Search the records for "https". Report every line where it occurs.

## [Record excerpts]
== Segment start ==
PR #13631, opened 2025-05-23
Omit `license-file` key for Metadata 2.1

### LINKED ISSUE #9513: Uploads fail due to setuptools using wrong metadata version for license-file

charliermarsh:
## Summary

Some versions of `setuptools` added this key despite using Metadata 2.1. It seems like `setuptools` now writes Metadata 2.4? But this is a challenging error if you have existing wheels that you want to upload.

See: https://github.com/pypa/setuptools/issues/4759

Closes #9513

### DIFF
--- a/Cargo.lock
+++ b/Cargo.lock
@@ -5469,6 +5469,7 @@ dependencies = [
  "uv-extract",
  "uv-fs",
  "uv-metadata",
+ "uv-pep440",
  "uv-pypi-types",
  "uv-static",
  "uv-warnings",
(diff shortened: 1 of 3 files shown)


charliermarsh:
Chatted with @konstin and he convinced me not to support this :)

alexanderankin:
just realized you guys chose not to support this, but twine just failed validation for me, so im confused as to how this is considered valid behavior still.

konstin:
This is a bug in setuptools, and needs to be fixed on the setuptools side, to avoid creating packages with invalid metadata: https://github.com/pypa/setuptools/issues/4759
== Segment end ==
== Segment start ==
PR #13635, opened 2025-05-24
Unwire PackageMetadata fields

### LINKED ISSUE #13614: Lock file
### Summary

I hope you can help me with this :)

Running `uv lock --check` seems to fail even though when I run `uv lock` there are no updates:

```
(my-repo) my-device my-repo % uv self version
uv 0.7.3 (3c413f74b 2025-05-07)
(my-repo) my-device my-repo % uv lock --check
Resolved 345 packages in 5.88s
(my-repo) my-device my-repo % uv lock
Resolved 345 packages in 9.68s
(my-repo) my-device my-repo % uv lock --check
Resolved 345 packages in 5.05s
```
== Segment end ==
## [Solution to this task]
See: https://github.com/pypa/setuptools/issues/4759
This is a bug in setuptools, and needs to be fixed on the setuptools side, to avoid creating packages with invalid metadata: https://github.com/pypa/setuptools/issues/4759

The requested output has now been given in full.